PR #1142, opened 2025-03-27
Implement EnumX termination codes

pkofod:
An alternative to calling all the individual functions to check why it stopped.

### DIFF
--- a/src/Optim.jl
+++ b/src/Optim.jl
@@ -127,8 +127,8 @@ export optimize, maximize, # main function
        ## Non-linear constraints
        IPNewton
 
-
 include("types.jl") # types used throughout
+include("termination_code.jl")
 include("Manifolds.jl") # code to handle manifold constraints
 include("multivariate/precon.jl") # preconditioning functionality
 
@@ -222,14 +222,8 @@ include("multivariate/solvers/constrained/ipnewton/utilities/trace.jl")
 # Maximization convenience wrapper
 include("maximize.jl")
 
-@static if !isdefined(Base, :get_extension)
-    include("../ext/OptimMOIExt.jl")
-    using .OptimMOIExt
-    const Optimizer = OptimMOIExt.Optimizer
-else
-    # declare this upfront so that the MathOptInterface extension can assign it
-    # without creating a new global
-    global Optimizer
-end
+# declare this upfront so that the MathOptInterface extension can assign it
+# without creating a new global
+global Optimizer
 
 end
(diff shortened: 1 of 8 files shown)


src/Optim.jl
```diff
@@ -25,9 +25,10 @@ using LineSearches           # for globalization strategy in Quasi-Newton algs
 
 import NaNMath               # for functions that ignore NaNs (no poisoning)
 
-import Parameters: @with_kw, # for types where constructors are simply defined
-                   @unpack   # by their default values, and simple unpacking
-                             # of fields
+import Parameters:
+    @with_kw, # for types where constructors are simply defined
```
devmotion, line 29: Unrelated comment: I assume you can just replace this with `@kwdef` nowadays

src/Optim.jl
```diff
@@ -25,9 +25,10 @@ using LineSearches           # for globalization strategy in Quasi-Newton algs
...
+    @unpack   # by their default values, and simple unpacking
```
devmotion, line 30: Unrelated comment: `Parameters.@unpack` (which is a reexported `UnPack.@unpack` IIRC) specializes on the names that are extracted (using `Val`s), which was a major source of compilation time in OrdinaryDiffEq at some point. I made SimpleUnPack that avoids this, but on Julia >= 1.7 (IIRC) you can just use the native destructuring syntax (`(; a, ...) = ...`) instead (which is what SimpleUnPack actually does for these newer Julia versions).

src/types.jl
```diff
@@ -170,9 +170,48 @@ end
...
+    "Hessian was not finite"
+    HessianNotFinite
+    "For algorithms where the TerminationCode is not yet implemented."
+    NotImplemented
+end
+
 abstract type OptimizationResults end
 
-mutable struct MultivariateOptimizationResults{O, Tx, Tc, Tf, M, Tls, Tsb} <: OptimizationResults
+mutable struct MultivariateOptimizationResults{O, Tx, Tc, Tf, M, Tls, Tsb,TE<:Enum} <: OptimizationResults
```
devmotion, line 214: AFAICT there's no need for a new type parameter:
```suggestion
mutable struct MultivariateOptimizationResults{O, Tx, Tc, Tf, M, Tls, Tsb} <: OptimizationResults
```

src/types.jl
```diff
@@ -201,9 +240,10 @@ mutable struct MultivariateOptimizationResults{O, Tx, Tc, Tf, M, Tls, Tsb} <: Op
     time_limit::Float64
     time_run::Float64
     stopped_by::Tsb
+    termination_code::TE
```
devmotion, line 243:
```suggestion
    termination_code::TerminationCode.T
```

Issue #1163, opened 2025-04-03
How does the L-BFGS preconditioning work? Improve documentation


kellertuer:
I have a question about optim and its preconditioner: How does that actually work for L-BFGS?

 The docs at https://julianlsolvers.github.io/Optim.jl/stable/algo/lbfgs/ just have a formula that looks a bit like it is a copy paste error from Gradient descent? The code I have not yet fully understood - there is a setup (https://github.com/JuliaNLSolvers/Optim.jl/blob/8a55bc3e4b4c1ccf86d5ea860de10d772c005171/src/multivariate/solvers/first_order/l_bfgs.jl#L198) and a apply (https://github.com/JuliaNLSolvers/Optim.jl/blob/8a55bc3e4b4c1ccf86d5ea860de10d772c005171/src/multivariate/solvers/first_order/l_bfgs.jl#L62) ? 

And why is that done “in the middle” of the two-loop, I would have expected it afterwards? Is theremaybe any documentation on why this was don as it is now?

If I understand it better, I would also love to improve the docs of course.

/cc @antoine-levitt

antoine-levitt:
In the docs I think P refers to the low rank approximation to the hessian, not to preconditioning, preconditioning is just bolted on afterwards. The precondprep thing is because several preconditioners depend on the current iterate, so precondprep tells them to update their local state in preparation for the apply. Re the implementation of preconditioning that dates back, I think @cortner is the one who did it?

kellertuer:
Hm, I do not understand the local state part here.

But then, still, literature would help, and that P is something else than the preconditioned is a bit unfortunate in the docs as well – but my goal is, after having understood this, to update the docs.

antoine-levitt:
> Hm, I do not understand the local state part here.

That depends on the application, but eg in DFT the preconditioner is something like (-alpha - Delta)^-1, where the constant alpha sets the length scale of the problem. That length scale is a priori unknown, so we compute it according to the current iterate. See https://github.com/JuliaMolSim/DFTK.jl/blob/b5873044316f04986c65567f79eb15cf8346f160/src/eigen/preconditioners.jl#L75. 

I think the docs predate the addition of preconditioner and just describes LBFGS generically.

kellertuer:
DFT is one reason I look into this ;)

The I still do not completely see why we have to have that in two steps, to me it looks like both the preconprep and the preconceived apply are only called once; just one before the for loop and the other one in between.

[...]

PR #1164, opened 2025-04-04
Improve (L-)BFGS docs

kellertuer:
This is an approach to #1163

Since even after very many tries I did not get beyond a few cross reference errors on the examples – they do render but something seems still wrong, I will try this PR to maybe render and look at the docs.


kellertuer:
Got it to work locally and also fixed the literature section to print the literature correctly. One could also replace that in the doc strings (wherever they are rendered).

So this is the form I would propose for the L-BFGS docs then.

kellertuer:
I think I am finished with this and if it is ok it could be merged, @pkofod – if your time allows.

——————

**What the exercise asks**
Reproduce exactly, and only, the part of the listing above that begins at the line with "I have a question" and goes on through the line with "The docs at".

**Exercise output**
I have a question about optim and its preconditioner: How does that actually work for L-BFGS?

 The docs at https://julianlsolvers.github.io/Optim.jl/stable/algo/lbfgs/ just have a formula that looks a bit like it is a copy paste error from Gradient descent? The code I have not yet fully understood - there is a setup (https://github.com/JuliaNLSolvers/Optim.jl/blob/8a55bc3e4b4c1ccf86d5ea860de10d772c005171/src/multivariate/solvers/first_order/l_bfgs.jl#L198) and a apply (https://github.com/JuliaNLSolvers/Optim.jl/blob/8a55bc3e4b4c1ccf86d5ea860de10d772c005171/src/multivariate/solvers/first_order/l_bfgs.jl#L62) ? 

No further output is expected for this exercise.